Jacquette BANET, née vers 1728 à Brest et + 3.12.1757, à Pondichéry, était elle même fille de Jean Baptiste BANET, Maître d’Artillerie, et de Laurence GOUESSE.

Ainsi donc, Noëlle Catherine VERLEE, Créole des Indes, par son ascendance est une pure Bretonne !

Du deuxième mariage de son père, une sœur l’avait précédée : Françoise VERLEE, (°10.11.1760 à Pondichéry). Au moins un frère suivra : Jean François Xavier VERLEE, né vers 1764 à Chandernagor, qui deviendra chef du comptoir de Mahé.

Noël Catherine VERLEE naquit le 21 Nov. 1762 à Tranquebar (Inde Danoise)(4) et se maria le 10.7.1777 à Chandernagor avec Georges François GRAND, Ecrivain de l’Honorable Compagnie des Indes Anglaises, d’origine Française et naturalisé Anglais, fils d’un Genevois et d’une CLERCS de VIRLY(5).

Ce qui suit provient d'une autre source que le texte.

PR #188, opened 2023-07-28
Add SwiftURL ecosystem.

### LINKED ISSUE #170: Add SwiftRepo / SwiftURL ecosystem.
GHSA is starting to triage Swift vulnerabilities: https://github.com/advisories?query=type%3Areviewed+ecosystem%3Aswift.

Swift is a bit of a weird ecosystem (no centralized repository), so git repo  are typically the way to pull packages. This may change in the future ([proposals/0292-package-registry-service.md)](https://github.com/apple/swift-evolution/blob/main/proposals/0292-package-registry-service.md). The naming schemes are quite different so it likely makes sense to define a separate ecosystem for this in the future.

Elle divorce le 7 Avril 1798 à Paris, (IIe) pour épouser le 23 Fructidor 1802 à Paris, (Xe) Charles Maurice de TALLEYRAND. La princesse de BENEVENT devait s’éteindre le 10 Décembre 1835 à Paris, au N° 87 de la Rue de Lille, et sera inhumée le lendemain au cimetière Montparnasse, 2e division, Iere section, N° 734.

On a beaucoup parlé des amants de la belle créole : citons, parmi ceux ci, mais nous n’en prenons point la responsabilité : Sir Philipp FRANCIS, esquire, Thomas LEWIN, esquire, VALDEC de LESSART, RILLET-PLANTAMON, Louis de MONNERON, FREUILLY, DILLON, Don Joseph Michel de CARVAJAL, duc de SAN-CARLOS.

Comment, après tous ces noms, dont le plus beau fleuron est celui de TALLEYRAND, amant avant d’être mari, ne peut on imaginer la sourde jalousie de toutes les aristocrates évincées au profit de cette belle roturière !

 

 

 

NOTES 

 

(1) Fin XVIIIe siècle et début XIXe siècle, on ne disait pas “l’Inde”, mais “les Indes”.

(2) Créole. Personne de race blanche, née dans les plus anciens territoires français d’outre mer. En aucun cas, créole ne veut dire métis. Aux Indes, un métis est appelé un “topa”, du tamoul “topi” qui signifie chapeau, car au xviie siècle, comme au xviiie siècle, seuls les topas, les créoles et les européens (c’est à dire ceux nés en Europe) avaient droit au port du chapeau.

(3) Jean Adam VERLEE se remaria avec Catherine GUIGNE, qui lui donna au moins une fille : Marie Catherine VERLEE, née à Lorient (paroisse St Louis) et qui décéda le 18.7.1788 à Chandernagor. Par contrat du 17.6.1778 à Chandernagor, elle épousa Pierre Nicolas de la COUR, natif de La Rochelle (paroisse St Jean) qui devait décéder le 27.7.1804 à Chandernagor, sans enfant.

(4) Le 16.1.1761 après une résistance acharnée de la part de Thomas Arthur, comte de LALLY, baron de TOLLENDAL, Pondichéry tombe aux mains des Anglais qui font sauter la ville à la poudre. La plupart des habitants de Pondichéry se réfugient alors à Tranquebar sur la côte de Coromandel commandé par un gouverneur Danois.

(5) les CLERCS de VIRLY, de noblesse Normande, émigrèrent à la révocation de l’édit de Nantes en Suisse.